I want to drop all rows in the ratings
df where the team has no game. So not in the fixtures
df in HomeTeam
or AwayTeam
occur. following I tried:
fixtures = pd.DataFrame({'HomeTeam': ["Team1", "Team3", "Team5", "Team6"], 'AwayTeam': [
"Team2", "Team4", "Team6", "Team8"]})
ratings = pd.DataFrame({'team': ["Team1", "Team2", "Team3", "Team4", "Team5",
"Team6", "Team7", "Team8", "Team9", "Team10", "Team11", "Team12"], "rating": ["1,5", "0,2", "0,5", "2", "3", "4,8", "0,9", "-0,4", "-0,6", "1,5", "0,2", "0,5"]})
ratings = ratings[(ratings.team != fixtures.HomeTeam) &
(ratings.team != fixtures.AwayTeam)]
but I get the error message:
ValueError: Can only compare identically-labeled Series objects
what can i do to stop the error from occurring?
CodePudding user response:
Because both dataframes are not of equal size. You can use isin() instead.

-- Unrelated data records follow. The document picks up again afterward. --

PR #354, opened 2024-05-06
cmake: Fix compilation with VisualStudio clang-cl

antoniovazquezblanco:
While contributing a wrap file to use fftw3 in meson (https://github.com/mesonbuild/wrapdb/pull/1503) I found that current CMakeLists.txt fails to build with VisualStudio clang-cl. This fixes the issue.


stevengj:
LGTM

PR #363, opened 2024-08-22
Add SIMD optimization for LoongArch

Pengzhou0810:
These four patches have added SMID optimization for the loongarch（a new architecture of Loongson CPU）

### DIFF
--- a/Makefile.am
+++ b/Makefile.am
@@ -99,6 +99,11 @@ LSX_LIBS = dft/simd/lsx/libdft_lsx_codelets.la	\
 rdft/simd/lsx/librdft_lsx_codelets.la
 endif
 
+if HAVE_LASX
+LASX_LIBS = dft/simd/lasx/libdft_lasx_codelets.la	\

ratings = ratings[~ratings.team.isin(fixtures.stack())]
#output
'''
team rating
6 Team7 0,9
8 Team9 -0,6
9 Team10 1,5
10 Team11 0,2
11 Team12 0,5
'''
Details:
print(fixtures.stack())
'''
0 HomeTeam Team1
AwayTeam Team2
1 HomeTeam Team3
AwayTeam Team4
2 HomeTeam Team5
AwayTeam Team6
3 HomeTeam Team6
AwayTeam Team8
dtype: object
'''
As you can see this returns all values in fixtures. Using the ~ operator in the isin function, we filter out those that do not contain these values.